The last week has been a blur. An experiment that spent the last year not working suddenly decided to work. This propitious occasion heralded a race against time where every moment was precious as I pushed inexorably toward the end result because, gosh darn it, if science decided to start working for me, I wasn’t going to waste this opportunity! Success came at the price of forgoing relaxing dinners at home with a good book for staying in lab late with only my proteins for company. Yet, I was glad to do it. After all, I am pretty sure my forehead was beginning to develop a dent from where I had spent the last year banging it against a wall, and this glimmer of success was enticing (and hopefully not as ephemeral) as a mirage in a desert to dying man.
Yet, my success had to come at a point where my margin of error was thin. If I messed my experiment up, I wouldn’t have new data for my poster. If I messed it up, I would have to wait until I got back from LA to repeat it when maybe my proteins would be less cooperative. If I messed it up, then all this work would be for naught. I couldn’t mess up.

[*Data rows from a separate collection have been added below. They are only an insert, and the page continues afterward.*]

PR #2098, opened 2025-06-01
Kill mutants by Static Analysis (PHPStan) if they are escaped and not killed by PHPUnit tests

maks-rafalko:
This is the first **working** implementation of Infection + PHPStan integration.

What it does for now:

- adds `--static-analysis-tool=phpstan` opt-in option. Later, we will have `phpstan|psalm|xxx` values allowed for this option. For now - just PHPStan
- runs "initial PHPStan run" the same way we run "initial tests run" to check if PHPStan passes, and to **warm up the cache**
- it executes PHPStan as a sub-process for a Mutant **only if PHPUnit doesn't kill it** 
- it runs PHPStan processes **in parallel** inside `ParallelProcessRunner`, leveraging `MutantProcessContainer` from https://github.com/infection/infection/pull/2096
- it has e2e test to ensure PHPStan catches errors (see below)
- it works with the very simple setup for now - PHPStan should be installed in the `vendor/bin/phpstan` (no ability to set custom paths, will be done in other PRs), and phpstan config path is not configurable yet
- it mimics folder/files structure from our Test Frameworks - we also have here interfaces to later support Psalm (or anything else from Static Analysis tools)

# How to play with it

```
# use our docker container
docker compose run --rm --remove-orphans php82 bash 

# go to e2e test
cd tests/e2e/PHPStan_Integration

composer install

# run infection with phpstan
../../../bin/infection --static-analysis-tool=phpstan -s --log-verbosity=all --debug -vvv --threads=max
```

after that, analyze `infection.text.log` in the same folder.

Examples of killed mutant by PHPStan:

```shell
5) /opt/infection/tests/e2e/PHPStan_Integration/src/SourceClass.php:38    [M] ArrayItemRemoval

@@ @@
    /**
     * @return non-empty-array<int, string>
     */
     private function returnNonEmptyArray(): array
     {
-        return ['test'];
+        return [];
     }
 }

$ '/opt/infection/tests/e2e/PHPStan_Integration/vendor/bin/phpstan' '--tmp-file=/opt/infection/tests/e2e/PHPStan_Integration/./infection/mutant.2babe6391fe7eecf9541b58d780d33cb.infection.php' '--instead-of=/opt/infection/tests/e2e/PHPStan_Integration/src/SourceClass.php' '--error-format=json' '--no-progress' '-vv'

Errors: Method PHPStan_Integration\\SourceClass::returnNonEmptyArray() should return 
            non-empty-array<int, string> but returns array{}.
  
  Note: Using configuration file /opt/infection/tests/e2e/PHPStan_Integration/phpstan.neon.
  Result cache restored. 1 file will be reanalysed.
  Result cache was not saved because of --tmp-file and --instead-of CLI options passed (editor mode).
  Elapsed time: 1 second
  Used memory: 74 MB
```

Notes:

- there are many TODOs but I would like to have an early review and I can use this PR as a reference for PHPStan team to start some analysis and to run it with PHPStan integrated with Infection **natively**.

### DIFF
--- a/src/FileSystem/Finder/Exception/FinderException.php
+++ b/src/FileSystem/Finder/Exception/FinderException.php
@@ -72,8 +72,7 @@ final class FinderException extends RuntimeException
     {
         return new self(
             sprintf(
-                'Unable to locate a %s static analysis executable on local system. Ensure that %s is installed and available.',
-                $testFrameworkName,
+                'Unable to locate a %1$s static analysis executable on local system. Ensure that %1$s is installed and available.',
                 $testFrameworkName,
             ),
         );
--- a/src/Process/Runner/InitialStaticAnalysisRunner.php
+++ b/src/Process/Runner/InitialStaticAnalysisRunner.php
@@ -60,9 +60,7 @@ readonly class InitialStaticAnalysisRunner
 
         $this->eventDispatcher->dispatch(new InitialStaticAnalysisRunWasStarted());
 
-        $process->run(function (): void {
-            $this->eventDispatcher->dispatch(new InitialStaticAnalysisSubStepWasCompleted());
-        });
+        $process->run(fn () => $this->eventDispatcher->dispatch(new InitialStaticAnalysisSubStepWasCompleted()));
 
         $this->eventDispatcher->dispatch(new InitialStaticAnalysisRunWasFinished($process->getOutput()));
 


src/Command/RunCommand.php
```diff
@@ -177,6 +179,16 @@ protected function configure(): void
                 ),
                 Container::DEFAULT_TEST_FRAMEWORK,
             )
+            ->addOption(
+                self::OPTION_STATIC_ANALYSIS_TOOL,
+                null,
+                InputOption::VALUE_REQUIRED,
+                sprintf(
+                    'Name of the Static Analysis tool to use ("%s")',
+                    implode('", "', TestFrameworkTypes::getTypes()),
```
staabm:
```suggestion
                    implode('", "', StaticAnalysisToolTypes::getTypes()),
```

src/Event/Subscriber/CiInitialStaticAnalysisRunConsoleLoggerSubscriber.php
```diff
@@ -0,0 +1,74 @@
...
+use Infection\Event\InitialStaticAnalysisRunWasStarted;
+use Infection\StaticAnalysis\StaticAnalysisToolAdapter;
+use InvalidArgumentException;
+use function sprintf;
+use Symfony\Component\Console\Output\OutputInterface;
+
+/**
+ * @internal
+ */
+final readonly class CiInitialStaticAnalysisRunConsoleLoggerSubscriber implements EventSubscriber
```
theofidry, line 47: what is CI specific here?

src/Event/Subscriber/InitialStaticAnalysisRunConsoleLoggerSubscriberFactory.php
```diff
@@ -0,0 +1,63 @@
...
+        private bool $debug,
+        private StaticAnalysisToolAdapter $staticAnalysisToolAdapter,
+    ) {
+    }
+
+    public function create(OutputInterface $output): EventSubscriber
+    {
+        return $this->skipProgressBar
+            ? new CiInitialStaticAnalysisRunConsoleLoggerSubscriber($this->staticAnalysisToolAdapter, $output)
+            : new InitialStaticAnalysisRunConsoleLoggerSubscriber(
```
theofidry, line 57: maybe to distinguish the two, rather than CI & non-CI, this could be interactive vs non-interactive, as you usually do not want a progress bar in a non-interactive environment

src/FileSystem/Finder/Exception/FinderException.php
```diff
@@ -68,6 +68,17 @@ public static function testFrameworkNotFound(string $testFrameworkName): self
         );
     }
 
+    public static function staticAnalysisToolNotFound(string $testFrameworkName): self
+    {
+        return new self(
+            sprintf(
+                'Unable to locate a %s static analysis executable on local system. Ensure that %s is installed and available.',
```
theofidry:
```suggestion
                'Unable to locate a %1$s static analysis executable on local system. Ensure that %1$s is installed and available.',
               $testFrameworkName,
```

src/FileSystem/Finder/StaticAnalysisToolExecutableFinder.php
```diff
@@ -0,0 +1,195 @@
...
+
+        if ($vendorPath !== null) {
+            $pathName = getenv('PATH') !== false ? 'PATH' : 'Path';
+            putenv($pathName . '=' . $vendorPath . PATH_SEPARATOR . getenv($pathName));
+        }
+    }
+
+    private function findComposer(): string
+    {
+        return (new ComposerExecutableFinder())->find();
```
theofidry, line 132: don't we have this executable elsewhere too though? Doesn't that mean its cached result will not be used?

src/Process/Factory/InitialStaticAnalysisProcessFactory.php
```diff
@@ -0,0 +1,59 @@
...
+    public function __construct(
+        private StaticAnalysisToolAdapter $staticAnalysisToolAdapter,
+    ) {
+    }
+
+    public function createProcess(): Process
+    {
+        return new Process(
+            command: $this->staticAnalysisToolAdapter->getInitialRunCommandLine(),
+            timeout: null, // Ignore the default timeout of 60 seconds
```
theofidry, line 56: don't we want a timeout?

src/Process/Runner/InitialStaticAnalysisRunner.php
```diff
@@ -0,0 +1,71 @@
...
+    ) {
+    }
+
+    public function run(): Process
+    {
+        $process = $this->initialStaticAnalysisProcessFactory->createProcess();
+
+        $this->eventDispatcher->dispatch(new InitialStaticAnalysisRunWasStarted());
+
+        $process->run(function (): void {
```
theofidry:
```suggestion
        $process->run(
            fn() => $this->eventDispatcher->dispatch(new InitialStaticAnalysisSubStepWasCompleted())
        );
```

?

theofidry (commented):
First diagonal review, looking forward to try it!

src/FileSystem/Finder/StaticAnalysisToolExecutableFinder.php
maks-rafalko: agree. Extracted to https://github.com/infection/infection/issues/2102

src/Event/Subscriber/InitialStaticAnalysisRunConsoleLoggerSubscriberFactory.php
maks-rafalko: Makes sense. However, I did it the same way as we already did it for test grameworks, with the same naming.

I've extracted your suggestion to https://github.com/infection/infection/issues/2103

src/Event/Subscriber/CiInitialStaticAnalysisRunConsoleLoggerSubscriber.php
maks-rafalko: discussed here: https://github.com/infection/infection/pull/2098#discussion_r2123315786

tl;dr: to remove progress bars

src/Process/Factory/InitialStaticAnalysisProcessFactory.php
maks-rafalko: I guess no, because we don't know how much time PHPStan takes.

We have the same `null` value for initial PHPUnit process for ages :)

staabm: I think I have seen in the past that mutants can timeout. when PHPUnit and PHPStan both don't have a timeout, how can a mutant get into a timed'out state?
sorry for this newbie questions :-)

maks-rafalko: you are very welcome with these questions, let me explain.

We have 2 types of processes:

- **"initial run"** (1 process) - this process is executed _before_ we do a Mutation Testing. For PHPUnit we do it to understand that tests pass, otherwise it doesn't make sense to use MT if tests fail. For PHPStan, the same - we run PHPStan before MT to ensure it works as expected, _but we also run it to warm-up the cache!_
  - initial run doesn't need a timeout because tests or PHPStan can last for tens of minutes
- **"mutant process"** (N processes) - here we create PHPUnit and PHPStan sub-processes for each Mutant (for each changed file). 
  - there is a timeout for such processes! It goes from `infection.json5` from `timeout` setting, and by default is 10s. PHPStan also uses this timeout for "mutant processes" and will be marked as "TIMEOUTED" if it lasts longer

So, in this particular line of code we are speaking about "initial run", that's why timeout from config is not applicable here

maks-rafalko:
Merging as I need to move forward. Anyone who wants to review - feel free to leave a comment.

That is how I found myself at ten o'clock at night on Thursday, staring at a gel with bated breath, crossed fingers, and flittered heart, barely able to believe my eyes. That is how I found myself at 2am on Friday, editing figures on my poster while simultaneously trying to pack and clean my apartment. That is how I found myself eight hours later the same day, literally running around campus trying to get my poster printed before my flight left at noon. That is how I found myself, landed in LA with a poster in hand, in open awe that I had somehow survived and things had worked out alright in the end.
Things actually worked.
With that auspicious start to my week in LA, I am excited for the Biophysical Society Annual Meeting, I am excited to hear about interesting research, and I am excited to do it all with my sister, Monica.